Now, defenders of alleged obscurantist writings might reply, “well, you don’t know that! If you haven’t carefully read all of Derrida’s works, how could you say one passage doesn’t make sense—perhaps you just lack the relevant knowledge.”
It’s certainly true that most people haven’t read everything from Derrida; perhaps neither have most of his defenders. However, it seems plausible that one could possess the ability to judge whether something would make sense once contextualised, without currently having a comprehensive understanding of that thing. Specifically, I think we can be justified in holding that certain things are obscurantist even if we don’t know everything about them. “We know enough to conclude that it doesn’t make sense,” one might say. Indeed, the unreasonable insistence that others should “read more” before offering criticisms has come to be recognised as a form of logical fallacy called the “Courtier’s reply” (though how to define “unreasonable” remains tricky). It is fallacious because it attempts to bolster an argument by referencing the alleged knowledge gap between the speaker and the audience.

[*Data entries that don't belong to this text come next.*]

PR #366, opened 2020-01-20
Correct the broken unit tests

johnmartinstw:
## Goal
Correct the broken tests on `ContainerTests` and  `BottomDrawerPluginTests`
## How to test
1. Run test suit
2. Check if all tests passed

### DIFF
--- a/Tests/Clappr_Tests/Classes/Plugin/Container/ContainerTests.swift
+++ b/Tests/Clappr_Tests/Classes/Plugin/Container/ContainerTests.swift
@@ -10,6 +10,11 @@ class ContainerTests: QuickSpec {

Of course, what is argued here needs to be qualified. Some suggest that we should focus on the content of a text, not its writing style. This is certainly true, and it is important that we err towards charity and humility when we approach things we don’t understand. Moreover, we should caution against using charges of obscurantism as excuses to dismiss legitimate ideas that we don’t like, or don’t bother to engage with.
Nevertheless, it seems to me that there are academic writings simply not worthy of our time. They are confusing not because they contain unreachable wisdom, nor even due to the author’s inability to express clearly— it is just the case that those texts are vacuous and intentionally deceptive.
So here is a suggestion: don’t engage with them. Don’t waste time reading them or even critiquing them. This is perhaps the most effective way to combat their influence in academia.
Some might say this is too radical. Some might suggest that not engaging with things we don’t understand is arrogant. This is true; but not engaging with things we don’t understand when there is nothing to be engaged with is not. Some might worry we will miss profound insights in case there is actually something going for those texts. For sure, our judgment about whether things are worth engaging with is fallible. It is nonetheless worth remembering that engaging with a text comes with an opportunity cost. Given that there are countless academic writings we could engage with that are potentially valuable, it’s not unreasonable to conclude that we will gain more from reading things that do not seem demonstrably obscurantist.